═════ Records shown ═════

PR #37, opened 2025-04-08
Fix table sorting function to not sort based on date time string

ben-fornefeld:
Currently the table date time columns sorted based on their date time string representations. This pr fixes this, along with disabling multiple sortings at once, since this behavior was confusing users.

### DIFF
--- a/src/features/dashboard/templates/table-config.tsx
+++ b/src/features/dashboard/templates/table-config.tsx
@@ -300,11 +300,24 @@ export const useColumns = (deps: unknown[]) => {
         header: 'Created At',
         size: 250,
         minSize: 140,
-        cell: ({ getValue }) => (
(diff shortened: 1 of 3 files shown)


src/features/dashboard/templates/table-config.tsx
```diff
@@ -300,11 +300,24 @@ export const useColumns = (deps: unknown[]) => {
         header: 'Created At',
         size: 250,
         minSize: 140,
-        cell: ({ getValue }) => (
-          <div className="text-fg-500 truncate font-mono text-xs">
-            {getValue() as string}
-          </div>
-        ),
+        cell: ({ row, getValue }) => {
```
jakubno, line 303: isn't it possible to sort on preprocessed values?

jakubno: sorry I mixed sort and cell

PR #41, opened 2025-04-12
Refactor team creation to not depend on billing

ben-fornefeld:
Because the dashboard should be self-host able without the need to include our billing backend, this pr:
1. refactors team creation action to create team via direct db access
2. adds proper team name validation on client & server side
3. improves optimistic team name updates to eliminate refetch state race condition


mlejva (approved):

src/server/team/types.ts
```diff
@@ -11,3 +12,52 @@ export type TeamMember = {
...
+ * - "   " -> Fails with "Team name cannot be empty" (becomes empty after trim)
+ * - "Team@Work" -> Fails with "Team name can only contain letters, numbers, and spaces"
+ * - "Dev-Ops" -> Fails with "Team name can only contain letters, numbers, and spaces"
+ * - "Very Long Team Name That Exceeds The Character Limit" -> Fails with "Team name cannot be longer than 32 characters"
+ *
+ * Validation errors:
+ * - Empty string or strings that become empty after trim: "Team name cannot be empty"
+ * - Strings longer than 32 characters: "Team name cannot be longer than 32 characters"
+ * - Strings with special characters: "Team name can only contain letters, numbers, and spaces"
+ */
```
mishushakov, line 42: The comment is maybe too large, one-liner would have been enough to explain the regex

PR #42, opened 2025-04-13
Add NO_INDEX & VERBOSE flags

ben-fornefeld:
In order to prevent search engine indexing for our staging / juliett dashboards, but keep rewriting intact for each, this pr adds a NO_INDEX environment variable which takes precautions to tell site crawlers to not index this site.

Additionally this pr:
- adds a NEXT_PUBLIC_VERBOSE environment variable, for better observability in production builds if needed
- try-catches json serialization for sandboxes metadata search

### DIFF
--- a/src/app/(rewrites)/[[...slug]]/route.ts
+++ b/src/app/(rewrites)/[[...slug]]/route.ts
@@ -81,23 +81,9 @@ export async function GET(request: NextRequest): Promise<Response> {
       const newHeaders = new Headers(res.headers)
       newHeaders.delete('content-encoding')
 
-      // take precautions if NO_INDEX is set
+      // Add noindex header if NO_INDEX is set
       if (NO_INDEX) {
-        // add noindex header
         newHeaders.set('X-Robots-Tag', 'noindex, nofollow')
-        // remove any existing robots meta tags and add our own
-        const modifiedHtml = modifiedHtmlBody
-          .replace(/<meta[^>]*name=["']robots["'][^>]*>/gi, '')
-          .replace(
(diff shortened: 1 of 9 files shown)


src/app/(rewrites)/[[...slug]]/route.ts
```diff
@@ -80,6 +81,25 @@ export async function GET(request: NextRequest): Promise<Response> {
...
+        // add noindex header
+        newHeaders.set('X-Robots-Tag', 'noindex, nofollow')
+        // remove any existing robots meta tags and add our own
+        const modifiedHtml = modifiedHtmlBody
+          .replace(/<meta[^>]*name=["']robots["'][^>]*>/gi, '')
+          .replace(
+            /<head[^>]*>/i,
+            (match) =>
+              `${match}<meta name="robots" content="noindex, nofollow">`
+          )
```
Comment (mishushakov) [inline src/app/(rewrites)/[[...slug]]/route.ts:95]: Is there more elegant way to do this instead of rewriting HTML

Comment (ben-fornefeld) [reply src/app/(rewrites)/[[...slug]]/route.ts:95]: not really afaik. the header alone is not enough. but this is pretty stable, i have checked it on all our possible content rewrite domains.

Comment (mishushakov) [reply src/app/(rewrites)/[[...slug]]/route.ts:95]: but you can do it dynamically?
https://nextjs.org/docs/app/api-reference/file-conventions/metadata/robots#generate-a-robots-file

Comment (ben-fornefeld) [reply src/app/(rewrites)/[[...slug]]/route.ts:95]: yes, very good call with `robots.ts`, since it's authoritative than meta tags

mishushakov (approved):

PR #48, opened 2025-04-21
Prevent docs app interactivity issues by disabling caching for /docs rewrites

ben-fornefeld:
This PR addresses an issue where cached HTML continues to reference outdated JS chunks after docs app redeployments, breaking interactivity. The solution:

1. Creates a centralized config file to manage rewrite rules
2. Handles native rewrites in middleware to disable caching for /docs routes
3. Ensures route handlers use the same config

The change eliminates the 15-minute cache window where outdated HTML would request non-existent asset files, preventing broken user experiences after deployments of our docs application.

Additionally this pr:
- replaces replaceUrls function with cloudflares HTMLRewriter api to remove invalid absolute urls from html
- rewrites /ai-agents in middleware


src/lib/utils/rewrites.ts
```diff
@@ -0,0 +1,59 @@
...
+
+  return { config: null, rule: null }
+}
+
+function replaceUrls(
+  text: string,
+  prefix: string = '',
+  suffix: string = ''
+): string {
+  const pattern = suffix
```
mishushakov, line 47: what does the regex match here?

ben-fornefeld: was taken from the old dashboard repo but got removed in favor of HTMLRewriter now

src/app/(rewrites)/[[...slug]]/route.ts
```diff
@@ -76,26 +56,71 @@ export async function GET(request: NextRequest): Promise<Response> {
...
+                    'href',
+                    url.pathname + url.search + url.hash
+                  )
+                } catch (e) {
+                  // Ignore invalid URLs
+                  console.error('Failed to parse URL for rewriting:', href, e)
+                }
+              }
+            },
+          })
```
Comment (mishushakov) [inline src/app/(rewrites)/[[...slug]]/route.ts:103]: de-duplicate this please

mishushakov (changes requested):

mishushakov (approved):

PR #52, opened 2025-04-24
Remove ai-agents middleware rewrite

ben-fornefeld:
This pr removes references to our  framer landing page by removing `LANDING_PAGE_FRAMER_DOMAIN` from global/rewrite config and sitemap generation.

Additionally:
- it adds a `seo` config for marking path globs as deprecated routes to inform seo crawlers about deprecation to get them removed from indexing faster by returning `410` (no content) status codes instead of `404` in catch-all route handler
- configures `/ai-agents/**` paths to return `410`


src/app/(rewrites)/[[...slug]]/route.ts
```diff
@@ -15,6 +16,22 @@ const REVALIDATE_TIME = 900 // 15 minutes ttl
...
+      const regex = new RegExp(pattern)
+      if (regex.test(pathname)) {
+        return new Response(null, { status: 410 })
+      }
+    } catch (error) {
+      logWarning(WARNING_CODES.SEO, pattern, error)
+
+      continue
+    }
+  }
```
Comment (mishushakov) [inline src/app/(rewrites)/[[...slug]]/route.ts:33]: can't you just

```
DEPRECATED_PATH_REGEXPS.some(regex => regex.test(pathname))
```

src/configs/seo.ts
```diff
@@ -0,0 +1,14 @@
...
+ * Configuration for SEO-related settings.
+ */
+
+/**
+ * An array of regular expression strings. Paths matching any of these regexps
+ * will return a 410 (Gone) status.
+ * Ensure these are valid JavaScript RegExp patterns.
+ * Example: ['^/old-blog(/.*)?$', '^/features/removed-feature$']
+ */
+export const DEPRECATED_PATH_REGEXPS: string[] = [
```
mishushakov, line 11: deprecatedPaths

src/configs/seo.ts
```diff
@@ -0,0 +1,14 @@
...
+  '^/ai-agents(/.*)?$', // Matches /ai-agents and all subpaths
```
mishushakov, line 12: /^\/ai-agents(\/.*)?$/

src/configs/seo.ts
mishushakov: string[] > RegExp[]

mishushakov (changes requested):

src/app/(rewrites)/[[...slug]]/route.ts
Comment (ben-fornefeld) [reply src/app/(rewrites)/[[...slug]]/route.ts:33]: i didn't use native `RegExp` for configuration to make this easier/more readable when configuring

ben-fornefeld:
@mishushakov the way you suggested makes it slightly annoying to configure. remember when using js native regexp, for every literal `/` match you have to prefix with a `\`. since we try to match paths here, that can get quite cumbersome.

src/app/(rewrites)/[[...slug]]/route.ts
Comment (ben-fornefeld) [reply src/app/(rewrites)/[[...slug]]/route.ts:33]: this way we do not get invalid regex patterns logged.

ben-fornefeld:
refactored to glob pattern matching for easier configurability

src/configs/seo.ts
```diff
@@ -0,0 +1,17 @@
...
+/**
+ * An array of glob patterns for deprecated routes that will return a 410 (Gone) status.
+ *
+ * Pattern syntax examples:
+ * - '/ai-agents' - Exact match for /ai-agents
+ * - '/ai-agents/*' - Matches a single segment (e.g., /ai-agents/foo)
+ * - '/ai-agents/**' - Matches multiple segments (e.g., /ai-agents/foo/bar)
+ * - '/ai-agents/{foo,bar}' - Matches /ai-agents/foo or /ai-agents/bar
+ * - '/ai-agents/!(foo|bar)' - Matches anything except /ai-agents/foo or /ai-agents/bar
+ */
```
mishushakov, line 14: remove comments, I think the code is self-explanatory

src/lib/utils/seo.ts
```diff
@@ -0,0 +1,43 @@
...
+ *
+ * @param pathname URL pathname to check against deprecated patterns
+ * @returns boolean indicating if the path is deprecated
+ */
+export function isPathDeprecated(pathname: string): boolean {
+  // Normalize the pathname to ensure consistent matching
+  const normalizedPath =
+    pathname.endsWith('/') && pathname !== '/'
+      ? pathname.slice(0, -1) // Remove trailing slash except for root path
+      : pathname
```
mishushakov, line 17: do you actually need to normalize it?

src/configs/seo.ts
ben-fornefeld: it's not. if i just want to configure new paths and don't know anything about the repo this is helpful

PR #1111, opened 2023-05-09
fix: gracefully handle 403 responses in tab loading

jansenk:
From https://github.com/openedx/edx-platform/pull/32210 :
> The issue:
>
> When a learner navigates to a Learning MFE course overview page, we hit (the course outline) API.(the course outline) API uses get_course_with_access to check whether or not the learner can access this course. If not, get_course_with_access raises a CourseAccessError, which causes the request to return a 302 and a URL to redirect to.
>
> This is useful in cases where the user is requesting a web page - they will be automatically redirected to another page depending on their state. However, this is being requested as an API request. When the error is raised, we then attempt to make an API request to various other sites. In this case, it's the learner home, which then requests the auth service, and causes the CORS. The CORS is an error, but it's not really the issue here. We shouldn't be making an ajax request to the redirect URL at all. We should be redirecting the user's web browser to the redirect URL.

The above PR is the change to the outline API to prevent the auto redirect and to instead return a 403.

There is an existing mechanism in the TabPage component to handle this redirect. Redirect information is passed via the  course metadata endpoint, and all we need to do is not raise an exception when loading the outline. We have the same behavior in the progress and outline views as well, so I also made this change there, to expect and ignore the 403. 

Testing instructions in the edx-platform PR

### DIFF
--- a/src/course-home/data/api.js
+++ b/src/course-home/data/api.js
@@ -204,10 +204,16 @@ export async function getDatesTabData(courseId) {
     const { data } = await getAuthenticatedHttpClient().get(url);
     return camelCaseObject(data);
   } catch (error) {
-    const { httpErrorStatus } = error && error.customAttributes;
+    const httpErrorStatus = error?.response?.status;
     if (httpErrorStatus === 401) {
       // The backend sends this for unenrolled and unauthenticated learners, but we handle those cases by examining
       // courseAccess in the metadata call, so just ignore this status for now.
+      return {};
+    }
+    if (httpErrorStatus === 403) {
+      // The backend sends this if there is a course access error and the user should be redirected. The redirect
+      // info is included in the course metadata request and will be handled there as long as this call returns
+      // without an error
       return {};
     }
     throw error;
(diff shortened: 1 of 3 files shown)


src/course-home/data/api.js
```diff
@@ -330,6 +330,11 @@ export async function getOutlineTabData(courseId) {
     headers,
   } = tabData;
 
+  if (data.course_access_redirect) {
+    logInfo(`Redirected away from course outline: ${data.error_code} - ${data.developer_message}`);
+    window.location.replace(data.url);
```
schenedx: #NIT can you add in code comment to spell out why you are doing this `windows.location.replace` call?
It is clear from your PR description. It's not clear just reading the code.

schenedx (approved):
👍

muselesscreator (approved):
LGTM

nsprenkle (dismissed):
This seems semantically like the wrong thing to do. If I'm asking for access to a course and I don't have it, it seems like I would like a `401 - Unauthorized`, no? Not a `302`. And then it should be the responsibility of the MFE to redirect, not the API.

leangseu-edx:
> This seems semantically like the wrong thing to do. If I'm asking for access to a course and I don't have it, it seems like I would like a `401 - Unauthorized`, no? Not a `302`. And then it should be the responsibility of the MFE to redirect, not the API.

302 just mean redirect. It make sense if you go to `unauth.com` then to redirect you to `unauth.com/login`. However 302 as an api doesn't really make much sense.

I agree with @nsprenkle that the backend should raise `Unauthorized` then we should wrap `await getAuthenticatedHttpClient().get(url);` in try/catch for the frontend.

schenedx (approved):
👍

mattcarter (approved):
approved

leangseu-edx (approved):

═════

#### Task to carry out
Within the material above, transcribe exactly the lines that run from the line holding "error && error.customAttributes;" through the line holding "cases by examining".

#### Answer to the problem
-    const { httpErrorStatus } = error && error.customAttributes;
+    const httpErrorStatus = error?.response?.status;
     if (httpErrorStatus === 401) {
       // The backend sends this for unenrolled and unauthenticated learners, but we handle those cases by examining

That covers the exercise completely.